Using a single optimizer object for multiple models

kvtzn · March 4, 2023, 8:09pm

Hi,

I was wondering if using a single optimizer object to train multiple models is plausible. Particularly, I would like to use a torch.optim.SGD object on models deriving from torch.nn.Module.

I would like to make sure that the models are optimized independently. Is passing the parameters of each model as a separate parameter group correct? Will the gradient be calculated for each model separately, or for common minimum points of all models’ parameters? I checked the code for SGD but I’m not entirely sure.

ptrblck · March 4, 2023, 10:29pm

Yes, passing the parameters from each model into a new param_group allows you to specify the optimizer parameters separately for each group, such as the learning rate. If you don’t want to use different arguments in your optimizer for each model you can also pass all parameters into a single param_group.

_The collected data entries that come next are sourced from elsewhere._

PR #45, opened 2017-04-19
Fix some of the straightforward lint failures in the deepcopy-gen

spzala:
deepcopy generated files. The total numbers of such lint failures are
around fifty errors. There are main three types of lint errors,
1. Generated public functions are missing comment.
2. Some of the generated functions have unnecessary 'else' block for a given
   'if' loop.
The third type of lint failure requires removing underscore from function
names, which is not modified in this PR as it requires further discussion
and consensus.
For example, in the generated code, few of fifity some total failures are:
/zz_generated.deepcopy.go:60:1: exported function should have comment or
be unexported


spzala:
@smarterclayton Hi, I am working on this PR (no underscore related changes for link in this one) but even though with just a one liner change, Travis is failing :( .. I could run test.sh locally fine. Can you please take a look? Thanks!

spzala:
@thockin  Thank you much Tim!! (FYI, I initially added one more lint related change under this PR but reverted because Travis was failing so wanted to try minimal changes to debug the issue. I will add those changes in another PR.)

PR #281, opened 2023-09-14
Add sequence to exported GFF3

kyostiebi:
FASTA is now included in exported GFF3. Please, merge this only after [Bug_251_Download_not_working](https://github.com/GMOD/Apollo3/tree/Bug_251_Download_not_working) has been merged.

### DIFF
--- a/packages/apollo-collaboration-server/src/features/features.service.ts
+++ b/packages/apollo-collaboration-server/src/features/features.service.ts
@@ -241,9 +241,14 @@ export class FeaturesService {
         .find({ refSeq: refSeqDoc.id })
         .sort({ n: 1 })
         .cursor()) {
-        printFasta ? sequenceStream.push('##FASTA\n') : null
-        sequenceStream.push(`>${refSeqDoc.name} ${refSeqDoc.description}\n`)
-        // eslint-disable-next-line unicorn/no-array-push-push
+        if (printFasta) {
+          sequenceStream.push('##FASTA\n')
+          refSeqDoc.description
+            ? sequenceStream.push(
+                `>${refSeqDoc.name} ${refSeqDoc.description}\n`,
+              )
+            : sequenceStream.push(`>${refSeqDoc.name}\n`)
+        }
         sequenceStream.push(`${this.splitStringIntoChunks(doc.sequence, 60)}\n`)
         printFasta = false
       }
--- a/packages/apollo-collaboration-server/src/features/features.service.ts
+++ b/packages/apollo-collaboration-server/src/features/features.service.ts
@@ -11,6 +11,8 @@ import {
   Feature,
   FeatureDocument,
   RefSeq,
+  RefSeqChunk,
+  RefSeqChunkDocument,
   RefSeqDocument,
 } from 'apollo-schemas'
 import { GetFeaturesOperation } from 'apollo-shared'
@@ -19,6 +21,7 @@ import StreamConcat from 'stream-concat'
 
 import { FeatureRangeSearchDto } from '../entity/gff3Object.dto'
 import { OperationsService } from '../operations/operations.service'
+import { RefSeqChunksService } from '../refSeqChunks/refSeqChunks.service'
 import { FeatureCountRequest } from './dto/feature.dto'
 
 function makeGFF3Feature(
@@ -131,6 +134,7 @@ function makeGFF3Feature(
 export class FeaturesService {
   constructor(
     private readonly operationsService: OperationsService,
+    private readonly refSeqChunkService: RefSeqChunksService,
     @InjectModel(Feature.name)
     private readonly featureModel: Model<FeatureDocument>,
     @InjectModel(Assembly.name)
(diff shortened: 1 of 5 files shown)


packages/apollo-collaboration-server/src/features/features.service.ts
```diff
@@ -196,19 +212,38 @@ export class FeaturesService {
...
+
     headerStream.push('##gff-version 3\n')
     for (const refSeqDoc of refSeqs) {
       headerStream.push(
         `##sequence-region ${refSeqDoc.name} 1 ${refSeqDoc.length}\n`,
       )
+      for await (const doc of this.refSeqChunksModel
+        .find({ refSeq: refSeqDoc.id })
+        .sort({ n: 1 })
+        .cursor()) {
```
garrettjstevens, line 235: Each ref seq might contain multiple ref seq chunks, so you'll need to take that into account. For example, if I set `CHUNK_SIZE` in the env file to 20,000 and then import a Volvox assembly, the exported FASTA looks like this:
```
##FASTA
>ctgA 
cattgttgcggagttgaacaACGGCATTAGGAACACTTCCGTCTCtcacttttatacgat
...
gtaagcgataggcaaactgcggttattcgcgtagaccgcttgatgatgtaaaataacagt
##FASTA
>ctgA 
cattgttgcggagttgaacaACGGCATTAGGAACACTTCCGTCTCtcacttttatacgat
...
cgaacaccgtgatccattga
>ctgA
ggcgtggaggcatagggccggagtgttcccgtaccaattacgagctaagaccgcctgtcc
...
aaaaacgaattacgtgtatagagattatgtcactccgtcac
>ctgB
ACATGCTAGCTACGTGCATGCTCGACATGCATCATCAGCCTGATGCTGATACATGCTAGC
...
```
So there are multiple ctgAs, and ##FASTA shows up twice somehow.

packages/apollo-collaboration-server/src/features/features.service.ts
```diff
@@ -196,19 +212,38 @@ export class FeaturesService {
...
+        printFasta ? sequenceStream.push('##FASTA\n') : null
+        sequenceStream.push(`>${refSeqDoc.name} ${refSeqDoc.description}\n`)
```
garrettjstevens, line 237: If there is no description, this should not print a space after the name so there aren't any trailing spaces.

garrettjstevens (changes requested):

packages/apollo-collaboration-server/src/features/features.service.ts
kyostiebi: Fixed

packages/apollo-collaboration-server/src/features/features.service.ts
kyostiebi: Now, there is just one time **##FASTA** and RefSeqs name and description even sequence was saved in several chunks in Mongo. However, due to multiple chunks per sequence, sequence lines are not always same length i.e. output may look like this:
_...
tgggtagagcgccgatagctaattctcgagtggaactgcggaatgtgtcatatgaggtag
gcacggccctggcgtggcggcggtacgcgtacaaacctccactgcttggggaataaggtg
cgaacaccgtgatccattga
ggcgtggaggcatagggccggagtgttcccgtaccaattacgagctaagaccgcctgtcc
agccctggtgattacgtagtaagctcggtacaagcctgtaattagcttccgggtggcgga
cattcgttcatattgccagtcacggcagaggccgcgctagctaggccagccccgatgaaa
..._

I did not find any spec that each sequence line should be same length so I guess this is not an issue?

garrettjstevens: They do need to be the same length (except for the last line), not necessarily because of the spec, but because most parsers/indexers that people use on this output will expect them the be the same length.

kyostiebi: Now added the following property
# Sequence line lenght in exported GFF3 file
SEQ_LINE_LEN=90

All lines (except the last one) are now this long

garrettjstevens:
Has this been tested on exporting very large data? Looking at the code, it looks like it's loading all the sequences into memory, which we want to avoid because we want to keep server memory usage low, and it will be slower. I think for the `sequenceStream` it will need to use a `pipeline` like the `featureStream` does. Just as an outline, that might look like this:

```js
pipeline(
  this.refSeqChunksModel
        .find({ refSeq: refSeqDocs }) // get chunks for all refSeqs in a single query
        .sort({ n: 1 }) // make sure the sort accounts for having all refSeqs
        .cursor(),
  new Transform({
    construct(callback) {
      this.printFasta = true;
      this.printSeqName = true;
      this.remainingLastLine = ''
      callback();
    },
    transform(chunk, encoding, callback) {
      // basically the same logic that's already there, but using `this.push` instead of `sequenceStream.push`
      callback();
    },
    flush(callback) {
      if (this.remainingLastLine) this.push(remainingLastLine)
    },
  }),
  (error) => {
    if (error) {
      this.logger.error('GFF3 export failed')
      this.logger.error(error)
    }
  },
);
```

The node docs on streams might be helpful here: https://nodejs.org/docs/latest-v18.x/api/stream.html

garrettjstevens (approved):

PR #289, opened 2023-09-28
Add Apollo assembly and feature importing status to JBrowse 2 jobs widget

### LINKED ISSUE #234: Add Apollo assembly and feature importing status to JBrowse 2 jobs widget
Show upload and parsing status of assembly and/or features in the JBrowse job manager so that users can easily see the status of their data uploading.

The first step is to see if jobs can be added to the jobs widget without needing to use the JBrowse job manager. If it turns out the jobs would benefit from being queued (e.g. they are using more local system resources than expected), then see if we can use the job manager.

carolinebridge-oicr:
Resolves #234

Dependent on JBrowse core changes: https://github.com/GMOD/jbrowse-components/pull/3951 (merged), changes will be in v2.7.0

## summary of changes
- Adds a new ApolloJobModel to update the jobs widget UI where appropriate
- Adds a safeguard to the add assembly UI to prevent a user from uploading an assembly with an existing name (an operation that will always fail and takes some time if the file is large)
- Utilizes the new jobs manager to update the widget UI when a user attempts to upload a new assembly or upload new features for an assembly


carolinebridge-oicr:
^ tests are failing because `WidgetType 'JobsListWidget' not found`, which is included in the jbrowse-components PR

packages/jbrowse-plugin-apollo/src/ChangeManager.ts
```diff
@@ -22,22 +24,41 @@ export class ChangeManager {
...
   async submit(change: Change, opts: SubmitOpts = {}) {
-    const { addToRecents = true, submitToBackend = true } = opts
+    const {
+      addToRecents = true,
+      submitToBackend = true,
+      updateJobsManager = false,
+    } = opts
     // pre-validate
     const session = getSession(this.dataStore)
+    const { jobsManager } = session
```
garrettjstevens, line 34: Getting the session vs Apollo session right can be tricky, but I think this should give you the right typings:

```suggestion
    const { notify } = getSession(this.dataStore)
    const { jobsManager } = getSession(
      this.dataStore,
    ) as unknown as ApolloSessionModel
```

garrettjstevens (approved):

garrettjstevens:
After merging main, it looks like the tests aren't passing because the "Features are being added" message that "importFeatures" is looking for does not exist after this change. I tried to update the test, but didn't have any luck. @dariober, would you be able to take a look at this? Instead of checking for the previous message, I think you can now tell features have been added when the "Completed jobs" section has two entries that both say "All operations successful".

image

garrettjstevens:
@dariober never mind, I was able to figure out the tests :)

Issue #286, opened 2023-09-21
"Loading" and "No data" messages


garrettjstevens:
In the graphical display and the tabular display, it would be good to have a "Loading" message while the data is being loaded so the user knows that something is happening.

When the loading is finished, if there is no data to show in the displayed area, the tabular display should also show a "No data in this region" or some sort of other message.

May need to add a loading status flag to the client data store.

garrettjstevens:
Possible implementation for loading message:
- Add "loadingRegions" as a `Region[]` to volatile section of `packages/jbrowse-plugin-apollo/src/session/ClientDataStore.ts`
- In `loadFeatures` in that same file, add currently loading region to "loadingRegions" at the beginning of the action and remove it at the end
- In `packages/jbrowse-plugin-apollo/src/LinearApolloDisplay/components/LinearApolloDisplay.tsx`, check the currently loading regions (via `session.apolloDataStore.loadingRegions`) and the displayed regions (via `model.displayedRegions`), and if any of them overlap, add a "Loading..." message to the component
  - The loading message can be in the corner of the track and overlap the regular track area, since it may still be loading new data when there is already data on the screen

I'll have to think more about the "No data" message

PR #303, opened 2023-10-13
Adds "loading" and "no data" messages to graphical and tabular displays when relevant

carolinebridge-oicr:
resolves https://github.com/GMOD/Apollo3/issues/286

## summary of changes
- adds loading bar to graphical and tabular displays when data is loading and glyphs are being drawn, these messages are dismissed based on when the last loaded element has been drawn in the autorun
- ⚠️ adds filtering to the "seenFeatures" for the tabular display such that what is written in the table is the same as what can be seen in the graphical display -- **needs review**
- adds a "no data" message when there is no data to be displayed in the tabular view -- that is, that there is nothing drawn on the graphical display

### DIFF
--- a/packages/jbrowse-plugin-apollo/src/TabularEditor/HybridGrid/HybridGrid.tsx
+++ b/packages/jbrowse-plugin-apollo/src/TabularEditor/HybridGrid/HybridGrid.tsx
@@ -1,6 +1,7 @@
 import { Menu, MenuItem } from '@jbrowse/core/ui'
 import { getSession } from '@jbrowse/core/util'
-import { useTheme } from '@mui/material'
+import LoadingEllipses from '@jbrowse/core/ui/LoadingEllipses'
+import { Alert, useTheme } from '@mui/material'
 import { observer } from 'mobx-react'
 import React, { useEffect, useMemo, useRef, useState } from 'react'
 import { makeStyles } from 'tss-react/mui'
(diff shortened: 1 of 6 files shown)


packages/jbrowse-plugin-apollo/src/TabularEditor/HybridGrid/HybridGrid.tsx
```diff
@@ -38,14 +59,24 @@ const HybridGrid = observer(function HybridGrid({
...
-
+  const { loadingRegions } = getSession(model).apolloDataStore
   const { filterText } = tabularEditor
 
+  // filters seenFeatures by features only directly observed by the user
+  const [visibleRegion] = lgv.getSelectedRegions()
+  const visibleFeatures = [...seenFeatures.entries()].filter((entry) => {
+    const [, feature] = entry
+    return (
+      feature.start > visibleRegion.start && feature.end < visibleRegion.end
```
carolinebridge-oicr, line 76: @garrettjstevens 

Adds filtering to the seenFeatures property such that what's displayed on the table is only what is being observed in the graph (previously, it showed everything that had been loaded). "No data" message will display when this value is empty.

Not sure if this is correcting broken behaviour or if it should be kept as showing everything that's currently been loaded. Might be a problem with `model.displayedRegions` ?

carolinebridge-oicr (commented):
@garrettjstevens 

Let me know if the UI aligns with the styling you had in mind. Currently both messages are `zIndex: 10` hovering in the top right corner of the graphical and tabular views.

packages/jbrowse-plugin-apollo/src/TabularEditor/HybridGrid/HybridGrid.tsx
carolinebridge-oicr: Re: styling, for the table it might be better to have it centred in the table like a data grid MUI component, subjective though

PR #312, opened 2023-11-01
Initial check implementation

### LINKED ISSUE #308: Add check collection and query endpoints
The branch [add_check_initial](https://github.com/GMOD/Apollo3/tree/add_check_initial) has a check result schema defined, but it's not used yet. On a new branch based off of this branch:
- Register the check result schema in the collaboration server backend
- Add endpoints in checks.controller.ts to:
  - query all checks in a range
  - query checks by associated feature's ID

### LINKED ISSUE #309: Generate check results for locally opened files
In the branch [add_check_initial](https://github.com/GMOD/Apollo3/tree/add_check_initial):
- Make a new directory in `packages/apollo-shared/src` called "Checks"
- Make an abstract base class "Check" in that directory for checks
- I think the base class for now just needs one method with the signature:
`async checkFeature(feature: AnnotationFeatureSnapshot, sequence: string): CheckResultSnapshot`
- Import that base class in `packages/jbrowse-plugin-apollo/src/BackendDrivers/InMemoryFileDriver.ts` and create a check using it (can be just a fake check for now, like in `packages/apollo-collaboration-server/src/checks/checks.service.ts`)
- In that same file in the `for (const seqLine of featuresAndSequences) {` loop
  - Call the check on the feature generated by `const feature = createFeature(seqLine)`
  - Make list of non-empty check results
  - After all checks have been made, add them to the client store with `apolloDataStore.addCheckResults`

You can check if this works by using the menu item "Open local GFF3 file" to open a small file and then running `getSnapshot(JBrowseSession.apolloDataStore.checkResults)` in the browser console to see if there are any results there.

### LINKED ISSUE #314: Use Check class to run checks
This can be done on the same branch as #312 after the comments there have been addressed.

- Import the `Check` base class and create a check in `checks.service.ts` (a fake check just like the one in `OpenLocalFile.tsx` is fine for now)
- Call the new class's `checkFeature` method in `checks.service.ts`'s `checkFeature`
  - You'll have to look up the sequence for the feature to pass it to the check

You might want to create a temporary testing endpoint that takes a feature ID, looks up the feature, runs `checkFeature` on it, and returns the result.

FYI the next step will be to start registering individual checks that will all be called in `check.service.ts`'s `checkFeature`.

garrettjstevens:
Resolves #308
Resolves #309
Resolves #314


packages/apollo-collaboration-server/src/checks/checks.service.ts
```diff
@@ -0,0 +1,80 @@
...
+  }
+
+  /**
+   * Get all possible checkReports for given featureId
+   * @param id - featureId
+   * @returns - an array of checkReport -documents
+   */
+  async findByFeatureId(id: string) {
+    const checkReports = await this.checkReportModel.find({ ids: id }).exec()
+    return checkReports
```
garrettjstevens, line 48: @kyostiebi Instead of `await`ing something and then immediately returning the result, you should return the result directly instead.

```suggestion
    return this.checkReportModel.find({ ids: id }).exec()
```

packages/apollo-collaboration-server/src/checks/checks.service.ts
```diff
@@ -0,0 +1,80 @@
...
+        typeName: 'GetFeaturesOperation',
+        refSeq: searchDto.refSeq,
+        start: searchDto.start,
+        end: searchDto.end,
+      })
+    const allIdsArray: string[] = featureDocs.flatMap((doc) => doc.allIds)
+    const checkReports = await this.checkReportModel
+      .find({ ids: { $in: allIdsArray } })
+      .exec()
+    return checkReports
```
garrettjstevens, line 68: @kyostiebi With the `checkResultModel`, you can query the range directly without using feature IDs since it has `refSeq`, `start`, and `end`.

packages/apollo-schemas/src/checkReport.schema.ts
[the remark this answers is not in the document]
kyostiebi: Done

packages/apollo-collaboration-server/src/checks/checks.module.ts
```diff
@@ -0,0 +1,29 @@
+import { Module, forwardRef } from '@nestjs/common'
+import { MongooseModule, getConnectionToken } from '@nestjs/mongoose'
+import { CheckReport, CheckReportSchema } from 'apollo-schemas'
```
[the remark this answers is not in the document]
kyostiebi: Done

packages/apollo-collaboration-server/src/checks/checks.service.ts
kyostiebi: Done

packages/apollo-collaboration-server/src/checks/checks.service.ts
kyostiebi: Done

PR #321, opened 2023-11-15
Render checks in track

### LINKED ISSUE #307: Render check results on the LinearApolloDisplay
Using the branch [add_check_initial](https://github.com/GMOD/Apollo3/tree/add_check_initial), render the contents of the checkResults (stored in the client data store) in the LinearApolloDisplay. As a first pass, we could do some small symbol at the beginning of the glyph with a tooltip with check info.

garrettjstevens:
Fixes #307 

image


garrettjstevens:
@dariober can you take a look at the failing test here?

PR #322, opened 2023-11-15
Add checks to assembly

### LINKED ISSUE #317: Add check management UI
Using the branch [add_checks_to_assembly](https://github.com/GMOD/Apollo3/tree/add_checks_to_assembly):

- Add a version to both `check.schema.ts` and `Check.ts`
- When the server starts, it goes through all the checks registered in `checkRegistry` and:
  - If the check doesn't exist in the checks collection, add it
  - If the check does exist and the version is the same, do nothing
  - If the check does exist and the version is different, update the `updatedAt` field 
- Add a menu item in the Apollo menu called "Manage checks"
- Create a dialog similar to "ManageUsers.tsx" or "ViewChangelog.tsx" that shows:
  - All checks that have been added to the check collection
    - This is where a check can be set to "default"
  - All checks assigned to each assembly
    - The `assembly.schema.ts` has been updated in this branch to allow it to reference checks
  - Allows you to add/remove checks from an assembly, and change whether checks are default
- Also, wherever in the code an assembly is created, add any checks marked as default in the check collection to it.

If you need a check in the check collection to start testing with, you can use:

```js
use('apolloDb');
db.getCollection('checks').insertOne({
  name: 'CDSCheck',
  version: 1,
  default: true,
  createdAt: new Date(),
  updatedAt: new Date(),
});
```

garrettjstevens:
Resolves #317 

image


garrettjstevens:
@dariober @kyostiebi I think the issue Dario saw with getting an error when submitting checks should be resolved now.

PR #354, opened 2024-02-01
First Apollo CLI commands: config, login, logout, and status

dariober:
The `login` subcommand reads the config file for a given profile, prompts the user to login as appropriate (if e.g. accessType is google open the web browser), finally stores the access token in the config file under the selected profile.


dariober:
I'm not sure whether the linter errors can be avoided or they should be ignored.

packages/apollo-cli/src/Config.ts
```diff
@@ -0,0 +1,184 @@
...
+  username?: string
+  password?: string
+}
+
+interface Profile {
+  address?: string
+  accessType?: string
+  accessToken?: string
+  rootCredentials?: RootCredentials
+}
```
garrettjstevens, line 18: Could you change the type for the Profile to be this:

```ts
interface BaseProfile {
  address: string
  accessType: 'google' | 'microsoft' | 'guest'
  token: string
}

interface RootProfile extends Omit<BaseProfile, 'accessType'> {
  accessType: 'root'
  rootCredentials: {
    username: string
    password: string
  }
}

export type Profile = BaseProfile | RootProfile
```

This way we can depend on "address" and "accessType" not being undefined, and "rootCredential" being defined only if "accessType" is "root".

packages/apollo-cli/src/Config.ts
```diff
@@ -0,0 +1,184 @@
...
+const profileSchema = Joi.object({
+  address: Joi.string().custom(validateAddress),
+  accessType: Joi.string().valid('google', 'microsoft', 'root'),
+  accessToken: Joi.string(),
+  rootCredentials: {
+    username: Joi.string().allow(null, ''),
+    password: Joi.string().allow(null, ''),
+  },
+})
+const configSchema = Joi.object().pattern(/.*/, profileSchema)
```
garrettjstevens, line 67: This is related to the above comment on the Profile type, I think this schema captures the same thing we're trying to describe in the updated type.

```suggestion
const profileSchema = Joi.object({
  address: Joi.string()
    .uri({ scheme: /https?/ })
    .required(),
  accessType: Joi.string()
    .valid('google', 'microsoft', 'root', 'guest')
    .required(),
  accessToken: Joi.string(),
  rootCredentials: Joi.object({
    username: Joi.string().required(),
    password: Joi.string().required(),
  }).when('accessType', {
    is: Joi.string().valid('root'),
    // eslint-disable-next-line unicorn/no-thenable
    then: Joi.required(),
    otherwise: Joi.forbidden(),
  }),
})
const configSchema = Joi.object().pattern(Joi.string(), profileSchema)
```

garrettjstevens (changes requested):

packages/apollo-cli/src/Config.ts
```diff
@@ -0,0 +1,189 @@
...
+import Joi from 'joi'
+import YAML from 'yaml'
+
+import { ConfigError } from './utils.ts'
+
+interface BaseProfile {
+  address: string
+  accessType: 'google' | 'microsoft' | 'guest'
+  accessToken: string
+  token: string
```
garrettjstevens, line 12: `accessToken` should be optional, and `token` is unneeded

garrettjstevens (changes requested):
I pushed a few cleanup changes. Here is a checklist of things I think still need to be done for these commands:

- [x] Fix bug where running `apollo config` and setting up a new profile of any other type than "root" results in an error. (I think this is new as of the last commit.)
- [x] Fix bug where `apollo config` fails if the `config.configDir` directory doesn't exist
- These items apply to all of `apollo login`, `apollo logout`, and `apollo status`:
  - [x] If there is no config directory, no config file, or an empty config file, all three of these commands should exit with an error message that is something like: "The Apollo CLI has not been configured yet. Please run `apollo config` to configure it."
  - [ ] If e.g. `--profile abcd` is provided to any of these three commands and that profile does not exist, they should exit with a message saying that the profile could not be found and to run `yarn config` to set it up.
- [x] Make `yarn logout` remove `accessToken` from whatever profile is specfied in the config file
- [x] Make `yarn status` print "Logged in" if there is an `accessToken` for the specified profile in the config file, otherwise it should print "Logged out"
- [x] If there are not any profiles yet, skip the "Select profile to edit or create a new one" question
- [x] Make the `login` and `logout` commands not mention Keycloak
- [ ] Fix bug where `"default.rootCredentials.password" must be a string` is displayed if "guest" is selected during `yarn config`
- [ ] Fix bug where `apollo login` while using a "guest" type profile does not save the `accessToken`. Currently it opens a browser window, but it does not need to, it should get the token in the same way a "root" login does
- [ ] Make sure all commands print a sensible error message if the config file is not valid YAML or doesn't pass validation

garrettjstevens:
Make sure tests work if config dir doesn't exist yet
```diff
diff --git a/packages/apollo-cli/src/test/fixtures.ts b/packages/apollo-cli/src/test/fixtures.ts
index 30aa7a4d..f7117875 100644
--- a/packages/apollo-cli/src/test/fixtures.ts
+++ b/packages/apollo-cli/src/test/fixtures.ts
@@ -4,10 +4,8 @@ import path from 'node:path'
 
 export const TEST_DATA_DIR = path.resolve('test_data')
 export const VERBOSE = false
-export const CONFIG_FILE = path.join(
-  os.homedir(),
-  '/.config/apollo-cli/config.yaml',
-)
+export const CONFIG_DIR = path.join(os.homedir(), '.config', 'apollo-cli')
+export const CONFIG_FILE = path.join(CONFIG_DIR, 'config.yaml')
 const CONFIG_BAK = path.join(TEST_DATA_DIR, 'original.config.yaml.bak')
 
 function renameFile(src: string, dest: string, verbose = true) {
@@ -28,6 +26,7 @@ function renameFile(src: string, dest: string, verbose = true) {
 }
 
 export function copyFile(src: string, dest: string, verbose: boolean) {
+  fs.mkdirSync(path.dirname(dest), { recursive: true })
   fs.copyFileSync(src, dest)
   if (verbose) {
     const msg = `cp ${src} ${dest}`

```

garrettjstevens (approved):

The optimizer will not calculate the gradients, but will use the already calculated .grad attribute to update the parameters. The gradients are calculated during the backward call and which gradients are computed depends on the forward pass (in particular which parameters were used to calculate the loss or model output).
Note that some optimizers use internal running stats which will update parameters even with a zero gradient. If this behavior is not desired, you could delete the gradients via optimizer.zero_grad(set_to_none=True).

kvtzn · March 4, 2023, 10:31pm

I see, thank you for the detailed explanation!